■ Assigned task
From the entries below, please output exactly the lines starting at the one containing "-273,11 +273,7 @@" and ending at the one containing "help complete them.", both included.

[Opening Provided data section]

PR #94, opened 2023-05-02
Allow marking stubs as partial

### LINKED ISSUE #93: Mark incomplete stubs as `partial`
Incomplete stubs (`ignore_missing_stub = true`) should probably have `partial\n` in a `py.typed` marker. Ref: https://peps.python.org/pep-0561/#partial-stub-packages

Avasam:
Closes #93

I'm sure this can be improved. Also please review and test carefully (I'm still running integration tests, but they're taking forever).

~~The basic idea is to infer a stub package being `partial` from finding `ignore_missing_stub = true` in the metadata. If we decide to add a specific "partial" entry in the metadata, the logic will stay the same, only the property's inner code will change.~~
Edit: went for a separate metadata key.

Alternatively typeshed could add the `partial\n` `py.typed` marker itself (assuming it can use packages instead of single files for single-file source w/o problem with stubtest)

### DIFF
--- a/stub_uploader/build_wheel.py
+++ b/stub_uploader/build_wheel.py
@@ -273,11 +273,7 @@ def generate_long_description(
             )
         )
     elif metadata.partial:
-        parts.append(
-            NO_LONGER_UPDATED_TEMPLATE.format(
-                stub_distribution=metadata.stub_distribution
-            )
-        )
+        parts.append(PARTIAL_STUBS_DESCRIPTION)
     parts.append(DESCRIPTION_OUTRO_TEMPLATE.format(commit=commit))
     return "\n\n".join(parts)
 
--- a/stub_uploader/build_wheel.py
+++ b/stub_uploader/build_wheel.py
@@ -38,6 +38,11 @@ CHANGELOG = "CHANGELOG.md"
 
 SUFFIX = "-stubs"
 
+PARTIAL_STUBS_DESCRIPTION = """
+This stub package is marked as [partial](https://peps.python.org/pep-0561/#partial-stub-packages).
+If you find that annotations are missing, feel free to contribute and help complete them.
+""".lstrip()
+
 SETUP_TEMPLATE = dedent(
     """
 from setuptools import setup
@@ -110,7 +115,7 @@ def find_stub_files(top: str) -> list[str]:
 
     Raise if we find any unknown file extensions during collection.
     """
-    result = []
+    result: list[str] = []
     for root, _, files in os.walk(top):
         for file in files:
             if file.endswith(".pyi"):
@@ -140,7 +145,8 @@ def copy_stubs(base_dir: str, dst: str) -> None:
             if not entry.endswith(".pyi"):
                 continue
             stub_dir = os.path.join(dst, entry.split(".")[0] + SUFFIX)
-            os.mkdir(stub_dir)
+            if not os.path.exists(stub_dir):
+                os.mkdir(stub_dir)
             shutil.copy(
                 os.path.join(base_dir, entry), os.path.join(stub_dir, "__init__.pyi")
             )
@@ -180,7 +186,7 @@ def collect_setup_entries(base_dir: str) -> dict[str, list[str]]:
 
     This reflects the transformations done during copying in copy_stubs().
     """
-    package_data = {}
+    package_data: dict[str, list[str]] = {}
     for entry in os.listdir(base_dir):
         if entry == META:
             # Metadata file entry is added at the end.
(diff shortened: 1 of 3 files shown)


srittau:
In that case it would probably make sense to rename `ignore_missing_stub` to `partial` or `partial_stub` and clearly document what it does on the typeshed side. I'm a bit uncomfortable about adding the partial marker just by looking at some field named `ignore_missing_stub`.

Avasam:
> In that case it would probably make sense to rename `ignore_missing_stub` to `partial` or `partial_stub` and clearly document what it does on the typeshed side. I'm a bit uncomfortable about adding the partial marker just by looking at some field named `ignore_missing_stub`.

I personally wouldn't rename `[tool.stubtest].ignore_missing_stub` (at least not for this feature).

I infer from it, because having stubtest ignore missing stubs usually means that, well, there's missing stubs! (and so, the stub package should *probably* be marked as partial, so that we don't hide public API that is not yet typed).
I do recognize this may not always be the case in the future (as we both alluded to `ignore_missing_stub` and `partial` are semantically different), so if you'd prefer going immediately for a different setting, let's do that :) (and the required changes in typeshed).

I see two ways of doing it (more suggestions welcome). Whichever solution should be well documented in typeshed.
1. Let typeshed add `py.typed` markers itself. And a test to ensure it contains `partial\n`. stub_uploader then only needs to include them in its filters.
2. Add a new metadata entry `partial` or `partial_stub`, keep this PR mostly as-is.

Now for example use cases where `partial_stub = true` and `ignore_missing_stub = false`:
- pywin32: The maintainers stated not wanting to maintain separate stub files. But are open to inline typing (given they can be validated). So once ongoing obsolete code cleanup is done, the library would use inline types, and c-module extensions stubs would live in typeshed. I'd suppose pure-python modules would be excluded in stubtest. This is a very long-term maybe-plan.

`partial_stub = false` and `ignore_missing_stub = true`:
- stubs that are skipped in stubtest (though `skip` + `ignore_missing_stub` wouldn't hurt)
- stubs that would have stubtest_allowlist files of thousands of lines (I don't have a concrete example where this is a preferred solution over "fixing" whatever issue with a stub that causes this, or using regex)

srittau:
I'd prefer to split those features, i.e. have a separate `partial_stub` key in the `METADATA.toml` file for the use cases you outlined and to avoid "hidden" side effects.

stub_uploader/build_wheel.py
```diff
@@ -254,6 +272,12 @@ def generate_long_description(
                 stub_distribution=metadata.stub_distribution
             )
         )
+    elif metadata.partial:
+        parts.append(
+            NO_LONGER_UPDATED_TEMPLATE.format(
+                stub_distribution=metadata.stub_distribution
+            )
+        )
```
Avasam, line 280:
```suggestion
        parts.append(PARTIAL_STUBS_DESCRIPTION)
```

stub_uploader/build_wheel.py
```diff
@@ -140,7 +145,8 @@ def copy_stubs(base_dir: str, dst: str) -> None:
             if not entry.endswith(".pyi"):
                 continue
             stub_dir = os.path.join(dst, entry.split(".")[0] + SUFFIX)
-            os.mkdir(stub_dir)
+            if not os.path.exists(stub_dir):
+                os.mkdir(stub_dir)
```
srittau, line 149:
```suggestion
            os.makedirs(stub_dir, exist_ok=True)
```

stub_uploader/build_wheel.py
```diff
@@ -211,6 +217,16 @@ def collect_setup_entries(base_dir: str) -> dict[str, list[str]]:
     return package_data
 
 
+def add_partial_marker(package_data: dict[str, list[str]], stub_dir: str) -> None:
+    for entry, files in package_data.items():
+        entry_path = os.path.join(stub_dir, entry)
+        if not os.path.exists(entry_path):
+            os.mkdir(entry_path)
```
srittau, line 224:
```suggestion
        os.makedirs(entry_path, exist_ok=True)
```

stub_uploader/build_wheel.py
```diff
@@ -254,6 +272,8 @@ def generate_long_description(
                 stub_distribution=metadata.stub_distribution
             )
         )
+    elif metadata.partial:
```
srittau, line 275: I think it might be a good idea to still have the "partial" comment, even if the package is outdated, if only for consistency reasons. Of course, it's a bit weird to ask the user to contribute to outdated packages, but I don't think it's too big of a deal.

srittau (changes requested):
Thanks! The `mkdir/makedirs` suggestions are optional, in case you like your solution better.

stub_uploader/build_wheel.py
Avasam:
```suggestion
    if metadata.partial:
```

[Closing Provided data section]

■ Completed exercise
@@ -273,11 +273,7 @@ def generate_long_description(
             )
         )
     elif metadata.partial:
-        parts.append(
-            NO_LONGER_UPDATED_TEMPLATE.format(
-                stub_distribution=metadata.stub_distribution
-            )
-        )
+        parts.append(PARTIAL_STUBS_DESCRIPTION)
     parts.append(DESCRIPTION_OUTRO_TEMPLATE.format(commit=commit))
     return "\n\n".join(parts)
 
--- a/stub_uploader/build_wheel.py
+++ b/stub_uploader/build_wheel.py
@@ -38,6 +38,11 @@ CHANGELOG = "CHANGELOG.md"
 
 SUFFIX = "-stubs"
 
+PARTIAL_STUBS_DESCRIPTION = """
+This stub package is marked as [partial](https://peps.python.org/pep-0561/#partial-stub-packages).
+If you find that annotations are missing, feel free to contribute and help complete them.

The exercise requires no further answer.